Hello everyone. Just a little pre-face information, I just bought a new DR Horton construction home in Florida about 2-3 months ago. This is my first home purchase and first time Ive had a lawn of my own. Ever since I was a kid I dreamed of having that awesome green lawn that has people doing double-takes. I am very much a novice when it comes to pretty much everything. Ive spent a decent amount of time reading and watching videos and to be honest its a lot to take in all at once. That being said Im kind of in over my head here trying to figure out what I have going on in several spots and how to fix it. I have since hired Massey law/pest control to service my yard until I can finally get a good enough understanding to do it myself.
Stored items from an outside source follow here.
PR #936, opened 2022-10-16
Avoid reusing the name of `take_take`

CohenCyril:

Fixing [a problem declared on Zulip](https://coq.zulipchat.com/#narrow/stream/237665-math-comp-devs/topic/breaking.20change.20of.20take_take/near/304290639) introduced by #909

CC @thery @palmskog

##### Things done/to do

### DIFF
--- a/.github/workflows/nix-action-coq-8.16.yml
+++ b/.github/workflows/nix-action-coq-8.16.yml
@@ -1259,6 +1259,52 @@ jobs:
       name: Building/fetching current CI target
       run: NIXPKGS_ALLOW_UNFREE=1 nix-build --no-out-link --argstr bundle "coq-8.16"
         --argstr job "odd-order"
+  reglang:
+    needs:
+    - coq
+    - mathcomp-ssreflect
+    runs-on: ubuntu-latest
+    steps:
+    - name: Determine which commit to test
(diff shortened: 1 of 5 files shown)


CohenCyril:
Actually `take_min` might be a better choice than `take_take`... what do you think @thery?
Should we add commit 10f5a1cbb5f77020bfa3d0b3afff8387828c7116 or not?

thery:
do you want to deprecate take_take and only lieave take_taker and take_takel?

thery:
ok this is what you did :+1:

CohenCyril:
> do you want to deprecate take_take and only lieave take_taker and take_takel?

Actually I was considering deprecating nothing and keeping `take_min`, `take_take` (as it was in 1.15) and `take_taker`, since actually `take_min` seems at least as natural to me than the "new" `take_take` (from the current `master` branch)...
What do you think @thery?

thery:
I find a bit strange to have `take_taker` and not `take_takel` but  there are other places in the library where it is like this, for example  `comp_polyXr`

thery:
maybe it makes sense to have `take_takel` since there is no reason to priviledge `i<=j` to `j<=i`

thery (commented):
Fine with me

So into the issues: about a month or two into living here there were several spots that showed up seemingly out of nowhere that just got brown fast and just bad (will attach pictures via my phone as a reply). Called Massey out, they came up with a plan that the gist of it was my lawn needed serious help. Ive had problems getting a hold of them since they gave me the initial plan and have been out once already to service the lawn. I have no idea what they put down as I cant get a hold of anyone over there. I just hope they didnt drop kick my lawn in the face with Nitrogen. My wife told me the guy said he had to put double down of whatever he did because things were so poor looking.

I will attach pictures as well for where I am at today after once service, finally some rain over the last couple weeks, and mowing Sunday. Mainly Im curious if anyone can identify what the problems are. Of all the videos Ive watched I think Im looking at fungus, then the next video Im like no thats thatch, the next its like no thats just dead. Hoping someone here can at least help me identify what Im looking at. Second to that kind of trying to figure out the next steps to start pushing this rock back uphill. Pretty sure some of the spots are going to require re-sodding, but was curious if some of the other spots were savable?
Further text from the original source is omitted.